The next stage for the bill will be its authorisation by Jokowi. He can refuse to do so, but according to Article 20(5) of the 1945 Constitution, if the president does not sign the bill within 30 days from the date of its approval in the DPR, it will still be automatically enacted as a valid law.
In fact, Jokowi used the tactic of not signing last year, when he declined to sign the amended Law Number 30 of 2002 on the Corruption Eradication Commission (KPK). In the face of massive public protests, Jokowi did not sign the bill in order give the impression he sided with public objections. But this had no legal impact, and the revised law was enacted anyway.

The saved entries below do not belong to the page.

PR #472, opened 2023-01-27
Switch to hatchling

### LINKED ISSUE #467: Build specification should list ‘towncrier.templates’ as a package
When building the package using a PEP 517 build tool such as ‘build’, Setuptools emits this deprecation warning:

> SetuptoolsDeprecationWarning:     Installing 'towncrier.templates' as data is deprecated, please list it in `packages`.
> ############################
> # Package would be ignored #
> ############################
> Python recognizes 'towncrier.templates' as an importable package,
> but it is not listed in the `packages` configuration of setuptools.
> 
> 'towncrier.templates' has been automatically added to the distribution only
> because it may contain data files, but this behavior is likely to change
> in future versions of setuptools (and therefore is considered deprecated).
> 
> Please make sure that 'towncrier.templates' is included as a package by using
> the `packages` configuration field or the proper discovery methods
> (for example by using `find_namespace_packages(...)`/`find_namespace:`
> instead of `find_packages(...)`/`find:`).
> 
> You can read more about "package discovery" and "data files" on setuptools
> documentation page.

As with the job creation bill, the revisions to the 2002 KPK Law were also proposed by the government, so the notion that the president would seriously try to stop legislation he had proposed defies logic. If Jokowi does not sign the job creation bill, it will be a meaningless gesture, nothing more than a political manoeuvre designed to deflect public pressure. It will have no impact at all on the enactment of the Job Creation Law.
The only constitutional avenue left is to challenge the law at the Constitutional Court. When this happens, as inevitably it will, the Constitutional Court must review not only the Law’s content provisions for compatibility with the Constitution, but also the legislative making process (uji formil). This is highly relevant given the closed-door drafting and deliberation processes and the other procedural violations described above.
Although the Constitutional Court has never before granted a petition for judicial review of the legislative making procedure, this step is still worth taking. At the very least it will serve to emphasise the growing chasm between the interests of the people and those who supposedly represent them in the legislature, but now seem far more concerned about the interests of big business.